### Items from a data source
################

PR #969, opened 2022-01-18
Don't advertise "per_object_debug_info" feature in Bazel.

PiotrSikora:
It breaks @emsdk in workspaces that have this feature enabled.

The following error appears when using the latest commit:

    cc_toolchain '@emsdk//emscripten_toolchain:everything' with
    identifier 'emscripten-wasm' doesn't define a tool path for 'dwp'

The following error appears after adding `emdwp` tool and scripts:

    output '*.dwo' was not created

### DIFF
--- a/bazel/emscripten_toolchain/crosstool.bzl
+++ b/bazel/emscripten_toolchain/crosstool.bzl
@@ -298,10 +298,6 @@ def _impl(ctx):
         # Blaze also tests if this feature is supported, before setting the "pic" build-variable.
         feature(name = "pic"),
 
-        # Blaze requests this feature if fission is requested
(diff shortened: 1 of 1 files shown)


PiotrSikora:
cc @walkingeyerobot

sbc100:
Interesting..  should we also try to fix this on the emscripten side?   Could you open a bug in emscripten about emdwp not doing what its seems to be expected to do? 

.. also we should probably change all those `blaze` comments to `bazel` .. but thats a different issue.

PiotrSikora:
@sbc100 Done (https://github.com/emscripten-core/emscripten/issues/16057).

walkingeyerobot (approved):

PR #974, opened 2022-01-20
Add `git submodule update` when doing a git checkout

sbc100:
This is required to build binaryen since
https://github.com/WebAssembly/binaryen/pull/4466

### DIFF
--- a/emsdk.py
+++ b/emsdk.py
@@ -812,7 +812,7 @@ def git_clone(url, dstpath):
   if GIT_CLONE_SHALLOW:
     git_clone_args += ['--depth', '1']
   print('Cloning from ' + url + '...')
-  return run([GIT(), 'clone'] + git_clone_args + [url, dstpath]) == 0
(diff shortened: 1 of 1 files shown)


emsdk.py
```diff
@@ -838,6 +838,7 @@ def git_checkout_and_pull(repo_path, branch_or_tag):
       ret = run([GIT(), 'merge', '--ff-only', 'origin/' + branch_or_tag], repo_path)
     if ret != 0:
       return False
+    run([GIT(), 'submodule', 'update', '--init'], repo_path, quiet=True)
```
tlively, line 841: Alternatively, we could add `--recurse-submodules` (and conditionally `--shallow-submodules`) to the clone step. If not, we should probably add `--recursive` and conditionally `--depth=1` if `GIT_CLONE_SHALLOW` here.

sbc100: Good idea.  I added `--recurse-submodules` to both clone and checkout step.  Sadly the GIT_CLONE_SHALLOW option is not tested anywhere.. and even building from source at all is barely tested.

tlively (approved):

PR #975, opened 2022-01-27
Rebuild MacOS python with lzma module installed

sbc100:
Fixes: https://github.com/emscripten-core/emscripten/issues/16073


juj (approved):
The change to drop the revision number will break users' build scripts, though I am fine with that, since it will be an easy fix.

################

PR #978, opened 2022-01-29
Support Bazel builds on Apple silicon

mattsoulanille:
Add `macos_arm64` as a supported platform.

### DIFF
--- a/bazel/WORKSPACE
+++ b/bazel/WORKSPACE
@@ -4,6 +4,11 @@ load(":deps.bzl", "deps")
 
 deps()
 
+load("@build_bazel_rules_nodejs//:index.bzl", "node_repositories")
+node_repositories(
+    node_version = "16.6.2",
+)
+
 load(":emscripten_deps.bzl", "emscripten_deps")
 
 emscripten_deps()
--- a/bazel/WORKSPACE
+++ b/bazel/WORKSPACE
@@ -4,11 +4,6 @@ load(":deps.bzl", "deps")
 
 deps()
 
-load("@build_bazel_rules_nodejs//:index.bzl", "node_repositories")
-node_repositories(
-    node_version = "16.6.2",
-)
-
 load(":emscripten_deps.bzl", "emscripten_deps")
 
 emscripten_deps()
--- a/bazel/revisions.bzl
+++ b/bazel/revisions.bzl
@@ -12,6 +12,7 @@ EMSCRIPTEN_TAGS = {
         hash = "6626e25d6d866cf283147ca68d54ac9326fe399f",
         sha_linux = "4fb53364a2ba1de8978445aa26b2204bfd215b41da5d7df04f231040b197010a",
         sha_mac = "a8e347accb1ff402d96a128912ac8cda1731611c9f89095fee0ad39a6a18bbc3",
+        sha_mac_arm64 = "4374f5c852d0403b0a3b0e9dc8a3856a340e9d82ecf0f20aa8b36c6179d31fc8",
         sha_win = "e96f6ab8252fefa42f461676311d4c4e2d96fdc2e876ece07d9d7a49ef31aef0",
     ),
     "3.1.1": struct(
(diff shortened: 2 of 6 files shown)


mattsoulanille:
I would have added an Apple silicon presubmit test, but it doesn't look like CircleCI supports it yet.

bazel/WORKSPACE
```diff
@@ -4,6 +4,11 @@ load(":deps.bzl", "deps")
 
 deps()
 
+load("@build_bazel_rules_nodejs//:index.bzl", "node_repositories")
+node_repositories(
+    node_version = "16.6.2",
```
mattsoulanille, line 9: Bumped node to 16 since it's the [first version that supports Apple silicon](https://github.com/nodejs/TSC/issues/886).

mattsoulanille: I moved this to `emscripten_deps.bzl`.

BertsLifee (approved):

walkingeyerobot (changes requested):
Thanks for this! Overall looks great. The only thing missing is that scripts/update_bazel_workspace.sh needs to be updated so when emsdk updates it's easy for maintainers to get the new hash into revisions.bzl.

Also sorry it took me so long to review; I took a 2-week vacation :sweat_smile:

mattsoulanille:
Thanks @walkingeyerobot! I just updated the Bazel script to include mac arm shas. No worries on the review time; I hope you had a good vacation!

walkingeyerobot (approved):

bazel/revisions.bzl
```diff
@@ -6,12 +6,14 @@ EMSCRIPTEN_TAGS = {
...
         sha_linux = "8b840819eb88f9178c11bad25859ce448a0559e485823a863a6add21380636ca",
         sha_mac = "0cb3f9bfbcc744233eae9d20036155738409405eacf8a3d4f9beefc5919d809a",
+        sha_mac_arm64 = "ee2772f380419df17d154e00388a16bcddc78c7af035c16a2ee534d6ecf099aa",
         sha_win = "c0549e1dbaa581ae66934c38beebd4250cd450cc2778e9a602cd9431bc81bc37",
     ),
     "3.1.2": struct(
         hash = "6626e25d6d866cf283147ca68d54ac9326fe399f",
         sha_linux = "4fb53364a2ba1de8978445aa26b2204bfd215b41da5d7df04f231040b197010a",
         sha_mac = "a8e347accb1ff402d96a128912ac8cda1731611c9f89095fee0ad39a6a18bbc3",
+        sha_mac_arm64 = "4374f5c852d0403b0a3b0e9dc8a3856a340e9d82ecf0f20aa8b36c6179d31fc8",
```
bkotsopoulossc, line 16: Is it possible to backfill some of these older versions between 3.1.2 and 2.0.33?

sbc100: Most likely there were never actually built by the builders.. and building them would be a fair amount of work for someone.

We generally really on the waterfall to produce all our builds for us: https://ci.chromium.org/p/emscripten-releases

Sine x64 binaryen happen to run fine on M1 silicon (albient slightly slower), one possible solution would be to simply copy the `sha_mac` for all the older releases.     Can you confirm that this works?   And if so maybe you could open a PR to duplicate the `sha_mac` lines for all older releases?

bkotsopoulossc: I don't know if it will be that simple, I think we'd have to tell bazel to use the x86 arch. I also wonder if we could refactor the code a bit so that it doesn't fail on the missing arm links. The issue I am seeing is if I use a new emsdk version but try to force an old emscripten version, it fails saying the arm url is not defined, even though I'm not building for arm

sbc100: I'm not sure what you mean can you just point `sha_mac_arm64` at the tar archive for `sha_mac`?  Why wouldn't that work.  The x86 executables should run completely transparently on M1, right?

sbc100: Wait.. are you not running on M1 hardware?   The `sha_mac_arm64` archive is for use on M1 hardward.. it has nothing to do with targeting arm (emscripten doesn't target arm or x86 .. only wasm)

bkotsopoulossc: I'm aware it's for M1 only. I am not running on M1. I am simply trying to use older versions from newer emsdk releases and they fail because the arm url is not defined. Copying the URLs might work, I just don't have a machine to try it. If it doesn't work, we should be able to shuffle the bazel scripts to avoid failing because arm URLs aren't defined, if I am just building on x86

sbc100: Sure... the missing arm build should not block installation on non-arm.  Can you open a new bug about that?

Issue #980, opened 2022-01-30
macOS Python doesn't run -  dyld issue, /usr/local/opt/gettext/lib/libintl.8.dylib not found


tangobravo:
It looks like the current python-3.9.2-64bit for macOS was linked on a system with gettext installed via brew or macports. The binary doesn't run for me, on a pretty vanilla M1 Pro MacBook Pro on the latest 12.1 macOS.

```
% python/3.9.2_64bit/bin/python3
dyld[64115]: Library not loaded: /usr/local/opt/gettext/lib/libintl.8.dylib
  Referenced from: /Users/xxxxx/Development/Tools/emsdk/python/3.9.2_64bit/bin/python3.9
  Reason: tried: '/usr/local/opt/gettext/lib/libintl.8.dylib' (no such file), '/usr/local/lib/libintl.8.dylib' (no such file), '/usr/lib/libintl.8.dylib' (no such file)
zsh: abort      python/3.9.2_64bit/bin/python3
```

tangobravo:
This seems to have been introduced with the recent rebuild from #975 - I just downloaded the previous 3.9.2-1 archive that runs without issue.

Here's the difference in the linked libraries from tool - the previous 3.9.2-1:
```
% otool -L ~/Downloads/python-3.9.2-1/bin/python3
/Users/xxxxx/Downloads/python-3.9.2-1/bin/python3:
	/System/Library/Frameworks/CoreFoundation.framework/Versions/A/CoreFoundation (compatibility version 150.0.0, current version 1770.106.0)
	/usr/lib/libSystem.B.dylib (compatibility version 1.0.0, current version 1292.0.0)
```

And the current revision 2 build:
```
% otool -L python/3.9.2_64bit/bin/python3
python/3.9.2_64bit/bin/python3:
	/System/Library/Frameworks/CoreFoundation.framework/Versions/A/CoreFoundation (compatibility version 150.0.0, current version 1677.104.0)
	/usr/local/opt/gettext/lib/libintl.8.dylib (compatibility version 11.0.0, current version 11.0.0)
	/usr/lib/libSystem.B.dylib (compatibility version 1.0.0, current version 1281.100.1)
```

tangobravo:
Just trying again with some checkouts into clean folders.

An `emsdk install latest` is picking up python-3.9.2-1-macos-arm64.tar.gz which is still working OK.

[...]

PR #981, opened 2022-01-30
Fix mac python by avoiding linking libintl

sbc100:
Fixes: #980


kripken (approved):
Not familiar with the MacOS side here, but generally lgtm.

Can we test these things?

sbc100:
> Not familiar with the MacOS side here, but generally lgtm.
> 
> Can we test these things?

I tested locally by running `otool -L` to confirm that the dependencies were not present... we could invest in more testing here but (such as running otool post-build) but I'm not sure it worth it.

################

### WORK TO BE COMPLETED
Wherever the string "tlively" appears in a line of the records, copy that line.

### PROBLEM SOLUTION
tlively, line 841: Alternatively, we could add `--recurse-submodules` (and conditionally `--shallow-submodules`) to the clone step. If not, we should probably add `--recursive` and conditionally `--depth=1` if `GIT_CLONE_SHALLOW` here.
tlively (approved):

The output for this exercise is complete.